* **YOUR ASSIGNMENT**:
Print the complete set of entries exactly.

========

PR #224, opened 2017-07-08
Made addRoute take a single parameter again (Fix #199)

### LINKED ISSUE #199: addRoute API
In Links 0.6, addRoute had this type:

```
sig addRoute : (String, (String) ~> Page) ~> () 
```

but recently (4c358dc) it changed:

```
sig addRoute : (String, (String, Location) ~> Page) ~> ()
```

Since the shortcuts such as `serveThis` and `serveThese` haven't been introduced to a numbered Links version yet, this means that any code that we write for 0.6 has to change for 0.7 and vice versa.  This complicates various things such as the tutorial.

Proposed solution 1: Revert `addRoute` to the previous type, introduce a new function `addRouteWithLocation` with the new type.

Proposed solution 2: keep addRoute as is, add a new function `addSimpleRoute` with the new type

Proposed solution 3: define a RequestHandler type that is (for now) a variant with cases for simple handlers:
```
type RouteHandler = [|SimpleHandler: (String) ~> Page| Handler : (String,Location) ~> Page|]
sig addRoute : (String,RouteHandler) ~> ()
```

Proposed solution 4: something something row polymorphism
```
sig addRoute : (String,(path:String,location:Location) ~> ()
```

I lean toward solution 3, even though it is a breaking change w.r.t 0.6, since it seems more future-proof if we decide we want to change anything else about route handlers.

(in that case `serveThis` and `serveThese` should be modified so as to use the `RouteHandler` type...)

SimonJF:
As per the discussion in issue #199, revises addRoute to take a single parameter again.

Adds:
  - addRoute : (String, (String) ~> Page) ~> ()
  - addSimpleRouteHandler : (String, (String) ~> Page) ~> ()
  - addLocatedRouteHandler : (String, (String, Location) ~> Page) ~> ()

addRoute and addSimpleRouteHandler have the same behaviour.

addLocatedRouteHandler allows the page render function to be passed an
explicit location, for use in things like spawnAt.

### DIFF
--- a/examples/distribution/chatserver/chatServer.links
+++ b/examples/distribution/chatserver/chatServer.links
@@ -111,7 +111,7 @@ fun main() {
   var (clientAP:AP(ChatServer)) = new();
   var loopPid = spawn { serverLoop(Topic("Hello, ABCD!"), [], []) };
   var _ = spawn { acceptor(clientAP, loopPid) };
-  addRoute("/", fun (_, _) { ChatClient.mainPage(clientAP) } );
+  addRoute("/", fun(_) { ChatClient.mainPage(clientAP) } );
   addStaticRoute("/css", "css", [("css", "text/css")]);
   serveWebsockets();
   servePages()
--- a/examples/distribution/clientProcessOnServer.links
+++ b/examples/distribution/clientProcessOnServer.links
@@ -26,7 +26,7 @@ fun mainPage() {
 }
 
 fun main() {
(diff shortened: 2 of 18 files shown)


jamescheney:
I think we agreed that this was ready; any objection to merging?

dhil:
> I think we agreed that this was ready; any objection to merging?

The sooner, the better. I am implementing (and tidying up existing) web examples with PR #227. It would be good to have this interface available.

jamescheney:
Done!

========

* **OUTPUT FOR THIS EXERCISE**:
PR #224, opened 2017-07-08
Made addRoute take a single parameter again (Fix #199)

### LINKED ISSUE #199: addRoute API
In Links 0.6, addRoute had this type:

```
sig addRoute : (String, (String) ~> Page) ~> () 
```

but recently (4c358dc) it changed:

```
sig addRoute : (String, (String, Location) ~> Page) ~> ()
```

Since the shortcuts such as `serveThis` and `serveThese` haven't been introduced to a numbered Links version yet, this means that any code that we write for 0.6 has to change for 0.7 and vice versa.  This complicates various things such as the tutorial.

Proposed solution 1: Revert `addRoute` to the previous type, introduce a new function `addRouteWithLocation` with the new type.

Proposed solution 2: keep addRoute as is, add a new function `addSimpleRoute` with the new type

Proposed solution 3: define a RequestHandler type that is (for now) a variant with cases for simple handlers:
```
type RouteHandler = [|SimpleHandler: (String) ~> Page| Handler : (String,Location) ~> Page|]
sig addRoute : (String,RouteHandler) ~> ()
```

Proposed solution 4: something something row polymorphism
```
sig addRoute : (String,(path:String,location:Location) ~> ()
```

I lean toward solution 3, even though it is a breaking change w.r.t 0.6, since it seems more future-proof if we decide we want to change anything else about route handlers.

(in that case `serveThis` and `serveThese` should be modified so as to use the `RouteHandler` type...)

SimonJF:
As per the discussion in issue #199, revises addRoute to take a single parameter again.

Adds:
  - addRoute : (String, (String) ~> Page) ~> ()
  - addSimpleRouteHandler : (String, (String) ~> Page) ~> ()
  - addLocatedRouteHandler : (String, (String, Location) ~> Page) ~> ()

addRoute and addSimpleRouteHandler have the same behaviour.

addLocatedRouteHandler allows the page render function to be passed an
explicit location, for use in things like spawnAt.

### DIFF
--- a/examples/distribution/chatserver/chatServer.links
+++ b/examples/distribution/chatserver/chatServer.links
@@ -111,7 +111,7 @@ fun main() {
   var (clientAP:AP(ChatServer)) = new();
   var loopPid = spawn { serverLoop(Topic("Hello, ABCD!"), [], []) };
   var _ = spawn { acceptor(clientAP, loopPid) };
-  addRoute("/", fun (_, _) { ChatClient.mainPage(clientAP) } );
+  addRoute("/", fun(_) { ChatClient.mainPage(clientAP) } );
   addStaticRoute("/css", "css", [("css", "text/css")]);
   serveWebsockets();
   servePages()
--- a/examples/distribution/clientProcessOnServer.links
+++ b/examples/distribution/clientProcessOnServer.links
@@ -26,7 +26,7 @@ fun mainPage() {
 }
 
 fun main() {
(diff shortened: 2 of 18 files shown)


jamescheney:
I think we agreed that this was ready; any objection to merging?

dhil:
> I think we agreed that this was ready; any objection to merging?

The sooner, the better. I am implementing (and tidying up existing) web examples with PR #227. It would be good to have this interface available.

jamescheney:
Done!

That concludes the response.